Né au Québec, Jacques Ran­court vit à cheval sur l’océan. Par­fois à Mon­tréal, sinon du côté de Paris. Poète, auteur d’essais et d’anthologies (très remar­quées, sur les poésies des Antilles par exem­ple), tra­duc­teur, l’homme a le cœur et la poésie ouverts sur l’autre du monde. Et cela force le respect. Ran­court dirige d’ailleurs le Fes­ti­val fran­co-anglais de poésie et l’excellente revue inter­na­tionale de poésie La Tra­duc­tière. Sa poésie s’affirme très claire­ment comme volon­té d’interface entre les pointes d’une équerre et celles d’un com­pas. Une poésie qui réu­nit l’homme et le monde avec l’absolu. Et cela ne va pas sans humour car le poète n’ignore rien du jeu présent en tous les « enjeux ».
Ses Paysages et per­son­nages se com­posent de huit ensem­bles se ter­mi­nant par une tab­u­la rasa. On pense aux paysages musi­caux d’Arvo Pärt. D’autant que cela com­mence par Les étoiles du fir­ma­ment, instances de l’aube, et s’élance dans l’exil d’une larme.

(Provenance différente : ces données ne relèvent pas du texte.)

PR #1470, opened 2023-05-10
ref(sdk/go): use `spin build` for building test fixtures

adamreese:
This commit changes test fixtures to be built using `spin build` rather than using TinyGo directly.

### DIFF
--- a/.gitignore
+++ b/.gitignore
@@ -6,7 +6,6 @@ ignored-assets
 main.wasm
 .parcel-cache
 .vscode/*.log
-go.sum
 tests/**/Cargo.lock
 crates/**/Cargo.lock
 examples/**/Cargo.lock
--- a/sdk/go/http/testdata/http-tinygo/spin.toml
+++ b/sdk/go/http/testdata/http-tinygo/spin.toml
@@ -10,3 +10,5 @@ id = "http-tinygo-test"
 source = "main.wasm"
 [component.trigger]
 route = "/hello/..."
+[component.build]
+command = "tinygo build -target=wasi -gc=leaking -no-debug -o main.wasm main.go"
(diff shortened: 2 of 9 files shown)


.gitignore
```diff
@@ -6,7 +6,6 @@ ignored-assets
 main.wasm
 .parcel-cache
 .vscode/*.log
-go.sum
```
adamreese, line 9: A few go.sum files were checked in before ignored. Some TinyGo examples have a go.sum file while others don't.  I figured it's best to leave them in.

sdk/go/integration_test.go
```diff
@@ -56,18 +56,12 @@ func startSpin(t *testing.T, spinfile string) *testSpin {
 	}
 }
 
-func buildTinyGo(t *testing.T, dir string) {
+func build(t *testing.T, dir string) {
 	t.Helper()
 
 	t.Log("building example: ", dir)
 
-	getCmd := exec.Command("go", "mod", "tidy")
```
adamreese, line 64: This is no longer required because go.sum files are now checked in.

sdk/go/http/testdata/http-tinygo/spin.toml
```diff
@@ -10,3 +10,5 @@ id = "http-tinygo-test"
 source = "main.wasm"
 [component.trigger]
 route = "/hello/..."
+[component.build]
+command = "tinygo build -target=wasi -gc=leaking -no-debug -o main.wasm main.go"
```
radu-matei, line 14: I am somewhat starting to reconsider `-no-debug` as the default — I think the context we get out of having debug symbols might be worth the extra binary size.


That being said, this does not block this PR. If we decide on it, a follow-up PR should change these across the examples and eventually docs.

PR #1471, opened 2023-05-10
Remove autobindle from recommended VS Code extensions

itowlson:
It no longer seems like good value for money.


fibonacci1729 (approved):

fibonacci1729:
👋

PR #1472, opened 2023-05-10
ensure deterministic component iteration order

### LINKED ISSUE #1469: Print HTTP routes in stable order
When Spin prints:

```
Available Routes:
  this: http://127.0.0.1:3000/this
  that: http://127.0.0.1:3000 (wildcard)
  other: http://127.0.0.1:3000/other
```

the order is currently random.  This defeats muscle memory, and requires users to scan the whole list to find the one they're interested in.  (You scoff?  Try it on https://github.com/fermyon/developer/.)

The order should:

* At minimum, be stable: not vary from run to run
* Ideally, lend itself to searching, e.g. alphabetical, or most general prefix first and alphabetically by URL within that

I have a feeling it used to be stable and the randomness is a regression - I only started noticing this on the docs site recently but I could be wrong!

dicej:
This regressed due to changes I made to `TriggerAppEngine::new` to support components.  I used a `HashMap` without realizing the iteration order of triggers (and their configs) matters.

Fixes #1469

### DIFF
--- a/Cargo.lock
+++ b/Cargo.lock
@@ -5352,6 +5352,7 @@ dependencies = [
  "ctrlc",
  "dirs 4.0.0",
  "futures",
+ "indexmap",
  "outbound-http",
  "outbound-mysql",
  "outbound-pg",
--- a/crates/trigger/Cargo.toml
+++ b/crates/trigger/Cargo.toml
@@ -11,6 +11,7 @@ clap = { version = "3.1.15", features = ["derive", "env"] }
 ctrlc = { version = "3.2", features = ["termination"] }
 dirs = "4"
 futures = "0.3"
+indexmap = "1"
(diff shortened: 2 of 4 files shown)


dicej:
Note that I considered writing a test for this, but the non-determinism makes it tricky.  I'd prefer to avoid tests which sometimes pass and sometimes fail, and I'm not sure how to avoid that here.

itowlson (approved):
Thanks for tracking this down and for the super quick fix!

itowlson:
Re testing, it could be done probabilistically - use a manifest with (say) 5 components in it, check the print order matches the manifest order, repeat 20 times, and that should get it to a "GUID collision/cosmic ray bitflip" risk of being wrong.  But given the very small impact of ordering issues, I'm not sure it's worth it!

Issue #1473, opened 2023-05-11
Add a short argument for `--accept-defaults`


mikkelhegn:
It would be nice with a short argument for `--accept-defaults` when using `spin new`.

It's particularly handy when you want to default to a flow like described here #1391 - particularly when doing a lot of demos, this is really convenient.

dicej:
Looks like this has been addressed; closing.

PR #1474, opened 2023-05-11
Add 'a' as short argumet for --accept-defaults

mikkelhegn:
Implements #1473 

Not sure if `-a` is the better option for this? Maybe `-d`?

Marking this as a draft, since the issue was create simultaneously.

### DIFF
--- a/src/commands/new.rs
+++ b/src/commands/new.rs
@@ -49,7 +49,7 @@ pub struct TemplateNewCommandCore {
 
     /// An optional argument that allows to skip prompts for the manifest file
     /// by accepting the defaults if available on the template
-    #[clap(long = "accept-defaults", takes_value = false)]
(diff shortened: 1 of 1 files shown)


radu-matei (approved):
This seems like a reasonable change to me.
(non-blocking: Do we want to consider an environment variable so this is always enabled?)

rylev:
Bikeshed: `-y` (short for yes) could also be another option.

itowlson:
@rylev I am not sure that the `--accept-defaults` contract is "always say yes to whatever the computer suggests" - it is more narrowly "always say yes to the default parameter value suggestions."  We can of course add a `-y/--yes` with the broader meaning.

(That said, right now I'm not sure there are any other prompts, but I have a couple of WIPs that would introduce them on specific unhappy paths.)

itowlson (approved):

michelleN (approved):

PR #1475, opened 2023-05-11
Track memory and expose from Store Data

rylev:
This will allow spin runtime implementers to track memory usage.


lann:
Update `record_resource_usage` to use this?

lann (approved):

Ce recueil est un très bel édi­fice dont l’ouverture est pleine d’un humour assez rare en poésie. Du moins, d’un humour réus­si. Car il existe de nom­breuses niais­eries aux pré­ten­tions poéti­co humoris­tiques qui n’amusent per­son­ne. Comme Bre­ton autre­fois, Ran­court n’ignore pas que l’humour n’est pas seule­ment drôle. Qu’il est fort sérieux. Où saine grav­ité. Ran­court par­le de la pro­fondeur de ce qui est :

Il ne faut pas bouger
le temps en silence
ramène l’éternité
au plus cœur de l’instant

Une poésie qui se lit comme les sec­ouss­es ryth­mées d’un chant de l’origine, ou des origines :

De longs espaces
Sépareront
A grands fracas

A grande douleur

A con­tre-courbe dans l’épaisseur du temps

On pense alors aux visions en spi­rale de Gilbert-Lecomte et à l’aventure du Grand Jeu, pour l’heure occultée. Inter­ro­ga­tions sur ce que nous sommes. Et d’où nous venons.

Avant la connaissance

C’était avant la connaissance
il n’y avait que la genèse pour avoir eu lieu

encore était-elle juchée à bout de ciel
avec ses coqs à cuire et ses soleils de course

c’était à fleur de terre
à ras de marais

il était encore temps de rep­longer la tête
de renon­cer à comprendre

qui sait la vie elle-même
serait peut-être passée inaperçue

Tout au long de la lec­ture de ce beau recueil s’impose une ligne de force poé­tique : l’intensité de l’instant est une néces­sité orig­inelle de l’homme. Et c’est dans cette inten­sité qu’il y a de l’humain.